PAYE Settlement Agreement for 2024
It is getting close to that time of year when employers need to consider whether they are required to make an application to Revenue in relation to a PAYE Settlement Agreement (PSA) for 2024.
The Revenue Commissioners have recently published E-briefs outlining the VAT treatment for the supply and installation of solar panels.
In addition, they have revisited and published up-to-date guidance notes on the applicable VAT treatment and rates that apply to clothing, as well as human and animal medicines.
The reported EU VAT Gap is estimated at plus €92bn in VAT revenues in 2020 as reported by the EU Commission.
Continuing with the aligned commitment to Climate and ESG objectives adopted by the Irish Government and other EU Member States, the Revenue Commissioners announced the reduction of the VAT rate in the supply and installation of solar panels.
The supply of solar panels is subject to the standard rate of VAT. However, the reduced or zero rate may apply when solar panels are supplied and installed as part of a supply and install contract.

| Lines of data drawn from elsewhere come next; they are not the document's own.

PR #902, opened 2019-10-28
Firefly-396: fixed: filtering  coverage not working with decimated data

robyww:
Fixed: filtering coverage now works with decimated ddata.

https://jira.ipac.caltech.edu/browse/FIREFLY-396

_to test:_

From 1 May 2023, the zero rate will apply to the supply and installation of solar panels on or adjacent to immovable goods, being private dwellings. Previously, the reduced rate was used where the solar panels did not exceed two-thirds of the total value of the supply.
Separate and differing VAT treatment from above applies to buildings not considered private dwellings, and these are outlined in the Revenue’s published E-Brief No. 105/23
The published guidance revisits in detail the VAT treatment of clothing for adults and children, including the conditions to be satisfied for the zero VAT rating for children’s clothing. It also outlines the differentiation of VAT rates that can apply to children’s clothing accessories, children’s fur clothing, baby clothing, and other items.
It confirms that the standard rate of VAT, which is currently 23%, applies to the supply and importation of adult clothing, sportswear, replica uniforms, and clothing hire. Repair of clothing is taxable at the reduced rate, currently 13.5%.
The updated guidance sets out the VAT treatment of human medicines.
The sophistication and delivery systems of healthcare administration and prescription of human medicines have developed rapidly.
Human medicines have evolved from oral consumption to targeted and bespoke delivery of medicines to cure and prevent illness and ailments.
It highlights that the standard rate of VAT applies unless medicines are sold for human oral consumption or for specific replacement therapies for human non-oral consumption.
In the case of medicines sold for human oral consumption or for certain replacement therapies for human non-oral consumption, the zero VAT rate applies.
Concerning incidental costs of the supply of medicines, such as dispensing and prescription fees, the VAT treatment of these costs follows that of the main supply, as outlined above.
The updated guidance outlines that the supply of oral medicine for animals is zero-rated for VAT purposes. However, where such oral medicines are for domestic pets, these sales are excluded from zero VAT treatment.
The supply of oral medicine that is packaged, sold or designated for dogs, cats, cage birds, or domestic pets is standard-rated for VAT purposes. The guidance references examples of what is categorised as household pets, including fish, pet reptiles, rabbits and hamsters, but it also indicates that this list is not exhaustive, so due care needs to be adopted by sellers acting as taxable persons.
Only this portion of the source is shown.